Regreso a Ítaca es una constante conversación y sus decisiones de puesta en escena se adecúan a ello; el cineasta establece a través de su montaje un continuo diálogo entre primeros planos. De esta forma permite y favorece que sean los personajes aquellos que descarguen todo el peso argumental y emocional de la película a través de sus intervenciones. El espectador asistirá, de esa sutil manera, tanto a los amores como a las rencillas, a la nostalgia del emigrante y al hastío del residente. Pero siempre son los personajes, a través de un gran trabajo en el guión, quiénes se significan, crean y rompen los vínculos, y emiten los juicios y las opiniones.

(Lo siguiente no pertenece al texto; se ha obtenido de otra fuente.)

Issue #5931, opened 2022-01-24
Handle a start standup mutation


BartoszJarocki:

mattkrick:
close in favor of #5930

PR #6171, opened 2022-03-04
feat(standups): Added start team prompt mutation

### LINKED ISSUE #5930: Implement a start standup mutation
In similar fashion to `startCheckIn` or `startSprintPoker` mutations, we need `startStandup` mutation.

AC:
- [ ] evaluate if we can have a single, generic `startTeamPrompt` mutation or do we need `startStandup`, discuss with the maintainer
- [ ] implement the solution

BartoszJarocki:
Fixes #5930 and #5931.

Test:
1. open new meeting screen
2. start async standup
3. empty view with a Parabol logo is displayed
4. close empty view by clicking the logo in the center of the screen
5. async standup meeting is displayed in the meetings view

CleanShot 2022-03-18 at 15 46 36


BartoszJarocki:
@tianrunhe do you mind taking a look? thanks!

packages/server/graphql/mutations/helpers/createNewMeetingPhases.ts
```diff
@@ -132,6 +133,20 @@ const createNewMeetingPhases = async (
         case LAST_CALL:
         case 'SCOPE':
           return new GenericMeetingPhase(phaseType, durations)
+        case 'RESPONSES':
+          const teamMembers = await dataLoader.get('teamMembersByTeamId').load(teamId)
+          const teamMemberIds = teamMembers.map(({id}) => id)
```
BartoszJarocki, line 138: If we add a new team member, the meeting will be missing a stage for him. What would be the best place/way to handle that scenario? Same for team member removal.

BartoszJarocki: After some investigation I think it'd be good to add this login into: `JoinMeetingMutation` 🤔

packages/server/database/types/MeetingTeamPrompt.ts
```diff
@@ -0,0 +1,30 @@
+import TeamPromptResponsesPhase from './TeamPromptResponsesPhase'
+import Meeting from './Meeting'
+import GenericMeetingPhase from './GenericMeetingPhase'
+
+type TeamPromptPhase = TeamPromptResponsesPhase | GenericMeetingPhase
```
tianrunhe, line 5: +1 Do we need `GenericMeetingPhase` here? Does the team prompt meeting has any of the generic meeting phases?

packages/server/database/types/MeetingTeamPrompt.ts
```diff
@@ -0,0 +1,30 @@
...
+  constructor(input: Input) {
+    const {id, teamId, meetingCount, name, phases, facilitatorUserId} = input
+    super({
+      id,
+      teamId,
+      meetingCount,
+      phases,
+      facilitatorUserId,
+      meetingType: 'teamPrompt',
+      name: name ?? `Async standup #${meetingCount + 1}`
```
tianrunhe, line 27: +1 Let's stick with **S**tandup to be consistent

packages/server/graphql/mutations/helpers/createNewMeetingPhases.ts
```diff
@@ -132,6 +133,20 @@ const createNewMeetingPhases = async (
...
+          const teamPromptResponsesPhase = new TeamPromptResponsesPhase(teamMemberIds)
+          const {stages: teamPromptStages} = teamPromptResponsesPhase
+          const teamMemberResponseDiscussion = teamPromptStages.map((stage) => ({
+            id: stage.discussionId,
+            teamId,
+            meetingId,
+            discussionTopicId: stage.teamMemberId,
```
tianrunhe, line 145: -1 This will cause different team prompt meetings have the same `discussionTopicId`, yes?

packages/server/graphql/types/TeamPromptResponse.ts
```diff
@@ -0,0 +1,55 @@
+import {GraphQLFloat, GraphQLID, GraphQLNonNull, GraphQLObjectType, GraphQLString} from 'graphql'
+import {GQLContext} from '../graphql'
+import Team from './Team'
+
+const TeamPromptResponse: GraphQLObjectType = new GraphQLObjectType<any, GQLContext>({
+  name: 'TeamPromptResponse',
+  description: 'A response of a single team member in a team prompt',
+  isTypeOf: ({status}) => !!status,
```
tianrunhe, line 8: Where does this `status` come from?

packages/server/graphql/types/TeamPromptResponse.ts
```diff
@@ -0,0 +1,55 @@
...
+  fields: () => ({
+    createdBy: {
+      type: new GraphQLNonNull(GraphQLID),
+      description: 'The userId that created the item'
+    },
+    createdByUser: {
+      type: new GraphQLNonNull(require('./User').default),
+      description: 'The user that created the item',
+      resolve: ({createdBy}, _args: unknown, {dataLoader}: GQLContext) => {
```
tianrunhe, line 17: -2 In DB, the field is named `userId`

packages/server/graphql/types/TeamPromptResponse.ts
```diff
@@ -0,0 +1,55 @@
...
+        return dataLoader.get('users').load(createdBy)
+      }
+    },
+    content: {
+      type: new GraphQLNonNull(GraphQLString),
+      description: 'the content of the response'
+    },
+    plaintextContent: {
```
tianrunhe, line 25: -2 `plain**T**extContent` is the column name in DB

tianrunhe (changes requested):

packages/server/graphql/types/TeamPromptResponse.ts
BartoszJarocki: hmm, they actually match! see the discussion here: https://github.com/ParabolInc/parabol/pull/6068/files#r809458469

packages/server/graphql/types/TeamPromptResponse.ts
BartoszJarocki: that wasn't really needed, it's removed now

packages/server/graphql/types/TeamPromptResponse.ts
BartoszJarocki: this whole thing wasn't really needed, we already have `user` and `userId` which is enough.

packages/server/database/types/MeetingTeamPrompt.ts
BartoszJarocki: We don't but it's really a side effect of `createNewMeetingPhases` method returning `GenericMeetingPhase[]` not matter what. I don't want to touch this area of code too much as it affects all other meetings so I've added it to silence the TS. Other meetings like retro, do not specify the phase types at all here: https://github.com/ParabolInc/parabol/blob/7c60878ee1740fd9b60a1d62c10b584d04802d11/packages/server/database/types/MeetingRetrospective.ts#L9 so I'm not sure what's the lesser evil ;)

packages/server/graphql/mutations/helpers/createNewMeetingPhases.ts
BartoszJarocki: this may sound dumb but does `discussionTopicId` have to be globally unique? my understanding is it has to be unique within the meeting but I'm open to changing that if I overlooked something!

packages/server/graphql/types/TeamPromptResponse.ts
```diff
@@ -0,0 +1,45 @@
...
+import {GQLContext} from '../graphql'
+import Reactable, {reactableFields} from './Reactable'
+import Team from './Team'
+
+const TeamPromptResponse: GraphQLObjectType = new GraphQLObjectType<any, GQLContext>({
+  name: 'TeamPromptResponse',
+  description: 'A response of a single team member in a team prompt',
+  interfaces: () => [Reactable],
+  fields: () => ({
+    ...reactableFields(),
```
BartoszJarocki, line 11: I've added a reactable fields here but I guess it'd be best to create a task for the implementation of that. DB has the list of reactjis for each response but I'm not sure if the data format matches 100%.

packages/server/graphql/types/GenericMeetingStage.ts
```diff
@@ -2,7 +2,15 @@ import {GraphQLObjectType} from 'graphql'
...
 
-const phaseTypes = ['reflect', 'group', 'vote', 'firstcall', 'lastcall', 'SCOPE'] as const
+const phaseTypes = [
+  'reflect',
+  'group',
+  'vote',
+  'firstcall',
+  'lastcall',
+  'SCOPE',
+  'RESPONSES'
```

Cantet narra una historia con ciertos matices previsibles, que sin embargo está perfectamente dirigida, pausada y focalizada desde la elegancia hacia donde le interesa. La historia que cuenta en Regreso a Ítaca no es otra que la de la melancolía de la madurez, esa que mira desde el presente más continuo al pretérito más imperfecto de todos los existentes, esa que sabe reconocer los problemas endémicos de un país al que, desde dentro, se ama con tanto fervor como se le odia. El director sitúa su foco tanto en los aspectos más axiomáticos y evidente como en aquellos detalles más leves; así, podemos leer el desencanto y la derrota de los personajes en sus propias declamaciones (lo más evidente), pero también en algo tan sutil como la continua filmación de sus ojos vidriosos (lo más sutil). Quizás no haya derrota más palpable que esas lágrimas que resisten a caer al recordar a la amiga ausente, las penurias pasadas en el extranjero o la ausencia del vínculo durante los últimos quince años. Tal vez tampoco exista una victoria tan pírrica como la del emigrante que retorna y se siente un forastero en su propia casa, entre sus antiguos amigos. Por eso Regreso a Ítaca es una película tan agridulce, porque sus bonitos y anhelados reencuentros no son más que heridas en carne viva.